Dataset entries -

::::

PR #1121, opened 2026-07-08
DAH-2364, graceful docker stop before forced container removal

arhangel66:
## Describe your changes

Adds a graceful `docker stop` (SIGTERM + 30s grace window, `CONTAINER_STOP_GRACE_SECONDS`) via the Docker SDK before the existing forced `remove_container(force=True)` in `DockerService.delete_container`.

Context: on wedged sysbox/containerd nodes (ticket-0258, 8xB200 at 23.153.44.21), the SIGKILL-only removal path fails with `could not kill container: ... did not receive an exit event`, the backend retries 4x, then deletes the pod row and the running container becomes an orphan holding all GPUs. A SIGTERM-first stop lets the workload (e.g. sglang) shut down cleanly and avoids triggering the containerd desync.

Behavior guarantees:
- **FILLER workloads skip the graceful stop entirely** and keep the pre-PR SIGKILL-only removal: the backend preempts a filler before a customer rent with a 30s total budget (`FILLER_STOP_WAIT_TIMEOUT_SECONDS`) and starts the rent anyway on timeout, so a grace window equal to that budget would let a SIGTERM-ignoring filler hold the GPUs into the customer rent.
- Stop failures are swallowed and logged (missing container -> info, anything else -> warning) and never change `delete_container`'s result.
- Forced removal path, absent-container tolerance for every workload kind (DAH-2345) and post-teardown steps are unchanged.
- docker-py extends the HTTP read timeout by the stop timeout, so the 30s grace cannot cause a read-timeout.

[DAH-2364 Graceful container teardown + escalation and alerting for failed pod deletions](https://app.notion.com/p/Graceful-container-teardown-escalation-and-alerting-for-failed-pod-deletions-397b8bfdbde9813eb8f6e27119b95912)

- [x] I wrote tests.
- [x] Need to take care of performance? (adds up to 30s to pod deletion only when the workload ignores SIGTERM; deletion is async fire-and-forget on the WS path)

### DIFF
--- a/neurons/validators/src/services/docker_service.py
+++ b/neurons/validators/src/services/docker_service.py
@@ -3971,17 +3971,28 @@ class DockerService:
                 # DAH-2364: graceful stop first (SIGTERM + grace window) so the workload
                 # can exit cleanly before the forced removal below. Applies to customer
                 # rentals and fillers alike. Any stop failure is swallowed — the forced
-                # removal stays the single source of truth for deletion success.
+                # removal stays the single source of truth for deletion success. The stop
+                # is called directly (not via run_logged_rental_docker_sdk_operation) so an
+                # expected failure — chiefly an already-absent container — is not logged at
+                # ERROR and does not raise a false failed-deletion alert (DAH-2364).
+                stop_started = time.monotonic()
                 try:
-                    await run_logged_rental_docker_sdk_operation(
-                        operation="stop_container",
-                        log_extra=default_extra,
-                        call=lambda: docker_client.stop(
-                            container_name=payload.container_name,
-                            timeout=CONTAINER_STOP_GRACE_SECONDS,
-                        ),
+                    await docker_client.stop(
                         container_name=payload.container_name,
-                        stop_grace_seconds=CONTAINER_STOP_GRACE_SECONDS,
+                        timeout=CONTAINER_STOP_GRACE_SECONDS,
+                    )
+                    logger.info(
+                        _m(
+                            "Graceful container stop completed",
+                            extra=get_extra_info(
+                                {
+                                    **default_extra,
+                                    "container_name": payload.container_name,
+                                    "stop_grace_seconds": CONTAINER_STOP_GRACE_SECONDS,
+                                    "duration_ms": int((time.monotonic() - stop_started) * 1000),
+                                }
+                            ),
+                        ),
                     )
                 except Exception as exc:
                     if _is_missing_docker_container_error(exc):
--- a/neurons/validators/src/services/docker_service.py
+++ b/neurons/validators/src/services/docker_service.py
@@ -112,6 +112,12 @@ LOG_STREAM_INTERVAL = 0.5  # 500ms — keeps build-log p95 emit→publish under 
 # would violate the SSE latency requirement.
 IN_CONTAINER_SSH_BOOTSTRAP_PATH = "/tmp/lium-ssh-bootstrap.sh"
 
+# DAH-2364: SIGTERM grace window (docker stop -t semantics) given to a container before
+# forced removal. SIGKILL-only removal of GPU-heavy workloads repeatedly wedged
+# containerd/sysbox ("could not kill container ... did not receive an exit event"),
+# leaving orphaned containers that hold GPUs and brick the executor.
+CONTAINER_STOP_GRACE_SECONDS = 30
+
 DOCKER_VOLUME_PLUGINS = {
     "s3fs": "mochoa/s3fs-volume-plugin"
 }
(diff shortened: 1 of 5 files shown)


neurons/validators/src/services/docker_service.py
```diff
@@ -3860,6 +3866,48 @@ async def delete_container(
                     private_key=private_key,
                 ) as docker_client,
             ):
+                # DAH-2364: graceful stop first (SIGTERM + grace window) so the workload
+                # can exit cleanly before the forced removal below. Applies to customer
+                # rentals and fillers alike. Any stop failure is swallowed — the forced
+                # removal stays the single source of truth for deletion success.
+                try:
+                    await run_logged_rental_docker_sdk_operation(
```
taiberium: NIT: 
whole method where you added this functionality is a horribly long one-function method.
Do you wanna decompose the method "delete_container"?

taiberium: This wrapper logs the stop failure at ERROR and re-raises, then the `except` below logs it again as info/warning and swallows it — so a stop you treat as non-fatal still emits an ERROR line plus a duplicate.

The already-gone-container case is the worst: stop -> NotFound -> ERROR `stop_container failed`, even though the next line correctly logs "already absent". DAH-2364 adds alerting for failed deletions, so these ERRORs will fire false alerts.

Suggest calling `docker_client.stop(...)` directly here (skip the ERROR-logging wrapper) and keep only the info/warning logging in the `except`.

arhangel66:
Thanks @taiberium — addressed the double-log / false-alert point: the graceful stop now calls `docker_client.stop()` directly instead of the ERROR-logging `run_logged_rental_docker_sdk_operation` wrapper, so an already-absent container no longer emits a false ERROR (and won't trip the failed-deletion alerting). Kept `info`(missing)/`warning`(other) in the `except`; forced removal stays the single source of truth. Left the `delete_container` decomposition out of scope for this PR. PTAL 🙏

neurons/validators/src/services/docker_service.py
```diff
@@ -103,6 +104,12 @@
 # would violate the SSE latency requirement.
 IN_CONTAINER_SSH_BOOTSTRAP_PATH = "/tmp/lium-ssh-bootstrap.sh"
 
+# DAH-2364: SIGTERM grace window (docker stop -t semantics) given to a container before
+# forced removal. SIGKILL-only removal of GPU-heavy workloads repeatedly wedged
+# containerd/sysbox ("could not kill container ... did not receive an exit event"),
+# leaving orphaned containers that hold GPUs and brick the executor.
+CONTAINER_STOP_GRACE_SECONDS = 30
```
taiberium, line 122: **Critical:** the graceful stop runs for `FILLER` too, and 30s is the backend's entire `FILLER_STOP_WAIT_TIMEOUT_SECONDS` budget. A filler that ignores SIGTERM burns it inside `docker stop`, so the backend gives up and starts the customer rent while the filler still holds the GPUs.

Skip the grace window for `FILLER`, or raise the backend timeout first.

neurons/validators/src/services/rental_docker_sdk.py
```diff
@@ -236,11 +236,14 @@ async def start(self, *, container_name: str) -> None:
             api_method=self._api_client.start,
         )
 
-    async def stop(self, *, container_name: str) -> None:
+    async def stop(self, *, container_name: str, timeout: int | None = None) -> None:
```
taiberium: NIT: `timeout` already means the HTTP client timeout on this class (see `create_volume`), here it means the SIGTERM grace. Rename to `stop_grace_seconds`.

neurons/validators/src/services/docker_service.py
```diff
@@ -151,6 +158,66 @@ def _missing_rental_docker_host_key_log_text(
     )
 
 
+class _BoundLog:
+    # structured logger bound to a default_extra, so a call site stays one line
+    def __init__(self, base_extra: dict):
```
taiberium: NIT: bare `dict` here and on `_delete_container_log_extra(...) -> dict`. `_message` has no return type and `**fields` is untyped.

neurons/validators/src/services/docker_service.py
```diff
@@ -151,6 +158,66 @@ def _missing_rental_docker_host_key_log_text(
...
+    # raise ValueError on an unsafe volume name; the quoted result is unused, these names
+    # reach the Docker SDK rather than a shell
+    if payload.local_volume:
+        _quote_safe_docker_volume_name(payload.local_volume, field_name="local_volume")
+    if payload.external_volume:
+        _quote_safe_docker_volume_name(payload.external_volume, field_name="external_volume")
+
+
+@contextlib.contextmanager
+def _best_effort(log: _BoundLog, step: str, **fields):
```
taiberium: NIT: generic helper, but the log line it writes says `delete_container post-teardown step failed`. Rename it `_best_effort_delete_step` or pass the message in. Return type is `Iterator[None]`.

neurons/validators/src/services/docker_service.py
```diff
@@ -151,6 +158,66 @@ def _missing_rental_docker_host_key_log_text(
     )
 
 
+class _BoundLog:
```
taiberium, line 172: NIT: this refactor is ~190 of the 200 changed lines and none of it is the graceful stop. It buries the two-line behavior change and makes a revert of DAH-2364 drag the logging rewrite with it.

neurons/validators/tests/test_docker_service.py
```diff
@@ -964,6 +968,181 @@ async def test_delete_customer_rental_treats_missing_container_as_deleted(
     )
 
 
+@pytest.mark.asyncio
+async def test_delete_container_stops_gracefully_before_forced_removal(
```
taiberium, line 977: NIT: the name says "before" but nothing asserts ordering, since `stopped_containers` and `removed_containers` are separate lists. Also no test for the already-absent container on the stop path, which is the branch `FILLER` hits.

taiberium (changes requested):
Request changes. 1 Critical (the 30s graceful stop eats the backend's 30s filler-stop wait), 5 NITs.

taiberium (approved):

::::

PROBLEM REQUIREMENTS -
In the data above, copy every line where the string "fields" appears.

SOLUTION FOR THIS EXERCISE -
taiberium: NIT: bare `dict` here and on `_delete_container_log_extra(...) -> dict`. `_message` has no return type and `**fields` is untyped.
+def _best_effort(log: _BoundLog, step: str, **fields):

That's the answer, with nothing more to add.